- _WHAT YOU SHOULD DO_
Word for word, restate the lines of the material below from its first line through the one containing "Allows a user". Omit the rest.

- _DATA_
***

PR #266, opened 2025-10-13
RMW implementation library wrapper/shim 

emersonknapp:
## Description

(Note: I've hesitated on opening this contribution because I'm not sure that we'll agree on its value at a design level. However I've decided that maintaining my fork separately is doing more harm than good, and need to open the serious discussion)

Allows a user to set an environment variable `RMW_IMPLEMENTATION_WRAPPER`, in addition to `RMW_IMPLEMENTATION`.

This variable will pre-load an additional shared library that acts as the first pass of the `rwm` implementation. However, instead of just being called, this library also receives function pointers for passthrough to the "real" `RMW_IMPLEMENTATION`

This feature allows plugging in some "middleware-middleware" to do arbitrary processing on calls going through RMW at that layer, before going on to the implementation, without depending on changing `rcl`, or locking in to any of the implementations (Fast-DDS, Cyclone, Zenoh, etc))

EDIT: removed most of the disussion on Topic Statistics

> Use case note: I have been using this feature stably on a fork for about 2 years in production to enable [`rmw_stats_shim`](https://github.com/ros-tooling/graph-monitor/tree/main/rmw_stats_shim) which intercepts calls to `rmw_publish` and `rmw_receive` to compute and publish topic statistics on all publishers and subscriptions throughout an entire application. That library is not part of this review and is only mentioned to illustrate the type of thing this PR enables.

### Is this user-facing behavior change?

Optionally.

### Did you use Generative AI?

No

### DIFF
--- a/rmw_implementation/src/functions.cpp
+++ b/rmw_implementation/src/functions.cpp
@@ -82,6 +82,19 @@ load_library()
   // 3. If that fails, try loading all other implementations available in turn
   //    until one succeeds or we run out of options.
 
+  std::string wrapper_var;
+  try {
+    wrapper_var = rcpputils::get_env_var("RMW_IMPLEMENTATION_WRAPPER");
+  } catch (const std::exception & e) {
+    RMW_SET_ERROR_MSG_WITH_FORMAT_STRING(
+      "failed to fetch RMW_IMPLEMENTATION_WRAPPER "
+      "from environment due to %s", e.what());
+    return nullptr;
+  }
+  if (!wrapper_var.empty()) {
+    return attempt_to_load_one_rmw(wrapper_var);
+  }
+
   std::string env_var;
   try {
     env_var = rcpputils::get_env_var("RMW_IMPLEMENTATION");
--- a/rmw_implementation/src/functions.cpp
+++ b/rmw_implementation/src/functions.cpp
@@ -82,19 +82,6 @@ load_library()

***

- _OUTPUT OF THE EXERCISE_
PR #266, opened 2025-10-13
RMW implementation library wrapper/shim 

emersonknapp:
## Description

(Note: I've hesitated on opening this contribution because I'm not sure that we'll agree on its value at a design level. However I've decided that maintaining my fork separately is doing more harm than good, and need to open the serious discussion)

Allows a user to set an environment variable `RMW_IMPLEMENTATION_WRAPPER`, in addition to `RMW_IMPLEMENTATION`.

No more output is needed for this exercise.